Friday, April 04, 2008

a little thing

We're still up and down. Final week. Work kills me.
When not working, I take care of friends with cancer scares and teach interested parties about my society and do other stuff. Not much rest.

I have read Hannah's wonderful post about drop, and dealing with it.

Boy, said I. That's very responsible. She takes good care of her mind, her body and her partners, both before and after scenes.

Maybe it is because we are younger, or maybe it is because we only really ever play with each other, and so its much easier to get lazy about such things, or maybe it is because college life does not well allow for taking a day of rest because of drop, but man are Boy and I not that good about such things.

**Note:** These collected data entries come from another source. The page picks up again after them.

PR #1231, opened 2022-04-28
Chore: Fixed some minor snags with OpenApi

paullatzelsperger:
## What this PR changes/adds

Makes operation IDs unique (`CatalogApiController` and `FederatedCatalogApiController` both had a method with the same name), adds description to `CatalogApiController#getCatalog`.

## Why it does that

The OpenAPI spec was invalid - the OpenAPI Generator validates the spec and reported those errors.

## Further notes

- removed an old file (`catalog.yaml`) as it is replaced by `federated-catalog-cache.yaml` due to a previous renaming.

## Checklist


bscholtes1A (approved):

extensions/catalog/federated-catalog-cache/src/main/java/org/eclipse/dataspaceconnector/catalog/cache/controller/FederatedCatalogApiController.java
```diff
@@ -29,8 +29,8 @@
 
 import java.util.Collection;
 
-@Consumes({MediaType.APPLICATION_JSON})
-@Produces({MediaType.APPLICATION_JSON})
+@Consumes({ MediaType.APPLICATION_JSON })
```
ndr-brt, line 32: I noticed that everyone has their taste in fact of whitespaces on arrays, why don't avoid curly braces since we only produce/consume only json?
Like
```
@Consumes(MediaType.APPLICATION_JSON)
@Produces(MediaType.APPLICATION_JSON)
```

ndr-brt (approved):

extensions/catalog/federated-catalog-cache/src/main/java/org/eclipse/dataspaceconnector/catalog/cache/controller/FederatedCatalogApiController.java
paullatzelsperger: Those sorts of things should be handled by the IntelliJ code formatter. The one i'm using is located at `resources/edc-codestyle.xml`.

ndr-brt: yeah, I don't care that much too, but looking at the history seems like it's not the first time that this changes, just to avoid ping-pong changelogs :)

PR #449, opened 2020-06-04
Retag external-dns from eu.gcr.io/k8s-artifacts-prod instead of zalando teapot registry

sslavic:
Towards giantswarm/giantswarm#11356


sslavic:
Going with a ping

PR #450, opened 2020-06-08
Retag pause-amd64 from k8s.gcr.io facade

sslavic:
Beside switching to use facade instead of deprecated `gcr.io/google_containers`, PR also changes ratg configuration from retagging just a fixed 3.1 tag, to retag by pattern, >=3.1.

See https://groups.google.com/d/msg/kubernetes-dev/MkXnkTSJ_vs/7wvClbkxAgAJ


sslavic:
Going with a ping

PR #456, opened 2020-06-23
Add dockerfileOptions to include ca certs in kube-apiserver

MarcelMue:

---

### DIFF
--- a/images.yaml
+++ b/images.yaml
@@ -232,17 +232,17 @@
   patterns:
   - pattern: '>= v1.16.8'
     customImages:
-      - tagSuffix: giantswarm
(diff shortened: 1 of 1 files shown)


MarcelMue:
I tested this locally and `certs` end up in `/etc/ssl/certs` so I assume that this works fine. Not sure how else I can test this.

whites11:
> I tested this locally and `certs` end up in `/etc/ssl/certs` so I assume that this works fine. Not sure how else I can test this.

Just build the image in one running cluster, change the static pod manifest and restart the kubelet (ensure oidc is configured)

PR #462, opened 2020-06-29
Retag new coredns releases by pattern

sslavic:


stone-z:
Hey @sslavic do you have some automation using these images? If not, we prefer to stick with specific image SHAs. Each pattern makes every run longer and CircleCI costs money

PR #471, opened 2020-07-17
Remove retagging k8s-migrator

sslavic:
See https://gigantic.slack.com/archives/C04TGHDEF/p1595015375299700?thread_ts=1594638116.236700&cid=C04TGHDEF


sslavic:
Going with a ping

rossf7:
@sslavic Thanks for removing.

We used k8s-migrator for migrating apps from manifests in k8scloudconfig to helm charts. AFAIK we're no longer using it. If we need it again we can migrate it to our app platform.

sslavic:
Thanks for heads up! Will archive then the k8s-migrator repo.

PR #476, opened 2020-07-30
Add busybox pattern

ced0ps:
https://intranet.giantswarm.io/docs/support-and-ops/ops-recipes/container-registry/

---

### DIFF
--- a/images.yaml
+++ b/images.yaml
@@ -37,7 +37,6 @@
 - name: busybox
   tags:
   - sha: 9f1003c480699be56815db0f8146ad2e22efea85129b5b5983d0e0fb52d9ab70
-    tag: 1.31.0
   patterns:
   - pattern: '>= 1.31.0'
 - name: centos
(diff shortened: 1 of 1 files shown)


images.yaml
```diff
@@ -38,6 +38,8 @@
   tags:
   - sha: 9f1003c480699be56815db0f8146ad2e22efea85129b5b5983d0e0fb52d9ab70
     tag: 1.31.0
+  patterns:
```
sslavic, line 41: IIUC 1.31.0 tag is included in the pattern, so should be safe to remove it.

sslavic: @ced0ps I meant whole tags section, not just tag key in tag definition

images.yaml
```diff
@@ -37,7 +37,8 @@
 - name: busybox
   tags:
   - sha: 9f1003c480699be56815db0f8146ad2e22efea85129b5b5983d0e0fb52d9ab70
```
ced0ps, line 39:
```suggestion
```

The way we plan it, we don't have ANY time for aftercare scheduled at all. Recently I beat Boy as close to senseless as I could manage, and when we planned that scene we hoped to go out to a party afterwards. Now, we failed, of course, but if I'd managed to beat him up in less than two hours, I think we'd have gone.

I wonder how Boy felt after that scene? He seemed pretty ok. Usually after a I top a really mean scene, I'm the one who needs cuddles. All the Big just drains right out of me and I look at this boy turning purple and red and think "Oh. God. Did I do that?" And then he has to take care of me. Which he did. There was ice cream.

But I wonder if as I gain a bit of age and a bit of perspective, I will start to be better about all of this. Scene Drop didn't make it in to my earliest Kink education. We talked about negotiations and about aftercare and about safewords, but the aftercare I always figured was a sort of ad-hoc, for a few moments or an hour or maybe even two sort of thing. It didn't extend for days.

College is really, really fast paced. Yesterday morning is so far away I can hardly conjure it up. By this evening, I'll have gone through the mental equivalent of passing through four time zones and back. It makes it very hard to look at scenes and drop and aftercare as spanning hours or days. There's just so much.

But reading about it, it sounds good. It sounds like time to absorb, to reconvene, to pull together. It sounds like the way I always want kink to be, coming out of each scene a stronger, more layered person.

I have, as notices all over campus keep telling me, just 60 days before I cease to be a college student. I will miss having my meals paid for, I will miss living in a house full of my friends, I will miss this campus, this place, these people, the classes and the professors and the safety of having something in loco parentis. But. I am ready to look at my life on a scale not dictated by school breaks and what classes I have what day. I am ready for the weekend to be the weekend, the week to be the week, and months to slide into one another without a little break here and a little break there, until I choose to use some vacation days and take one of my own.

As long as I'm not in a cubicle, that will be fine.

And I will start to think about such things as long-term drop. When I can.